Catherine Zeta-Jones has been looking particularly slender recently – which isn’t surprising considering the work involved in her Tony award-winning role in Broadway’s A Little Night Music.

But weight loss doesn’t just depend on gruelling regimes and deprivation. The size of your plate could be just as important to staying in shape as what you put on it, according to an American professor and food psychologist who has conducted a three-month study into the eating habits of 200 slimmers.

Dr Brian Wansink of Cornell University in the US told the Experimental Biology Conference that eating from a smaller plate, rearranging cupboards to make treats difficult to reach and avoiding distractions while eating can make a significant difference to weight loss results.

"We found that dieters who were given stylized environmental tips – such as using a ten-inch plate, moving the sweet dish or rearranging their cupboards – stuck to their diets an average of two more days per month," he said.

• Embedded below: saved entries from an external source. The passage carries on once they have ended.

PR #99, opened 2023-04-17
Simulcast improvements

streamer45:
#### Summary

Some more improvements to the simulcast level switching logic after another batch of tests. 

PR also included some less related changes:

- Added delta profiles to support pulling data from [Pyroscope](https://pyroscope.io/).
- Added some integration tests to cover general connectivity to calls.


service/rtc/sfu.go
```diff
@@ -118,17 +118,15 @@ func initInterceptors(m *webrtc.MediaEngine) (*interceptor.Registry, <-chan cc.B
 	}
 
 	// Congestion Control
-	initialRate := int(float32(getRateForSimulcastLevel(SimulcastLevelLow)) * 0.50)
-	pacer, err := gcc.NewLeakyBucketPacer(initialRate, gcc.PacerDisableCopy())
-	if err != nil {
-		return nil, nil, fmt.Errorf("failed to create pacer: %w", err)
-	}
```
streamer45, line 125: This is a significant change I want to highlight. While I am still committed to improve the overall performance of the pacer I don't want to add too many changes at once so I am leaving this out for now. 

What this means in practical terms is that we still have bandwidth estimation in place which we require for simulcast but the congestion controller is not actuating the rate change so we are less protected to actual congestion. The NoOp pacer as name suggest sends out the packets directly without any buffering or artificial slow down.

cpoile (approved):
Nice, lots of work here, thank you!

streamer45:
Need to re-ask review, policies...

cpoile (approved):
There's no need for that policy on this repo, I thought they reverted that change?

streamer45:
> There's no need for that policy on this repo, I thought they reverted that change?

I think they did at some point but it's clearly back again.

PR #101, opened 2023-05-03
[MM-52650] Bump tracks channel size

streamer45:
#### Summary

The simplification introduced in https://github.com/mattermost/rtcd/pull/97 meant that on join we are queuing all the tracks before actually adding them. This means that if there are more tracks (e.g. participants that unmuted at least once throughout the call) than the capacity of the channel we'd fail to add some. 

#### Ticket Link

https://mattermost.atlassian.net/browse/MM-52650

### DIFF
--- a/service/rtc/session.go
+++ b/service/rtc/session.go
@@ -22,7 +22,7 @@ import (
 
 const (
 	signalChSize = 20
-	tracksChSize = 10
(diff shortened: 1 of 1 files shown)


cpoile (approved):
Makes sense 👍

PR #115, opened 2023-07-12
[MM-53457] Standalone client

streamer45:
#### Summary

PR implements a standalone Golang client for Calls. This is mostly based of the [official one](https://github.com/mattermost/mattermost-plugin-calls/blob/main/webapp/src/client.ts) included in the plugin. The implementation abstracts away all the logic necessary to successfully join a call given a `SiteURL`, `AuthToken` and `ChannelID`.

This includes:
  - WebSocket client implementation.
  - WebRTC client implementation.
  - Any Calls plugin specific API logic (e.g. join message, reconnect support, etc). 

There are however some key differences:

- The WebRTC API is the one provided by [`pion`](https://github.com/pion/webrtc) which comes with its own set of limitations (e.g. perfect negotiation is not yet supported).
- The client is currently receive-only, purely useful for receiving tracks since that's the main use case. I don't exclude extending this to be a full functional client but not a priority. If we ever do that it may be interesting to replace the one used for load-testing with this.

This also comes with some additional limitations and potential TODOs:

- We are not reading the plugin's config which means we are not setting any ICE server configs. As the client is mostly meant to connect internally they shouldn't be necessary but something that could be added to make it a little closer to a real implementation.
- We are not implementing the MM reliable websocket functionality. This is partly because it doesn't really work in HA clusters so not sure if it's worth adding for this use case.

"If a person was able to follow a tip for at least 20 days each month, changes really started to happen." His advice includes:

*Serving up food ready plated rather than putting dishes of food on the table reduces the number of times someone refills their plate and reduces calorie intake by 20 per cent – 29 per cent less for men

*Eating off smaller plates or bowls and drinking out of tall, thin glasses rather than short, wide ones fools the brain into wanting less food or drink. Moving from a 12-inch to ten-inch dinner plate encourages people to eat 22 per cent less food.

*Rearranging cupboards and fridges so that tempting foods are more difficult to reach. "Quite simply, it is a case of out of sight, out of mind," the professor points out.

*Focus on your food. People who listen to the radio while eating consume 15 per cent more than those who don’t. And sit next to the slowest eater to help reduce the amount you consume.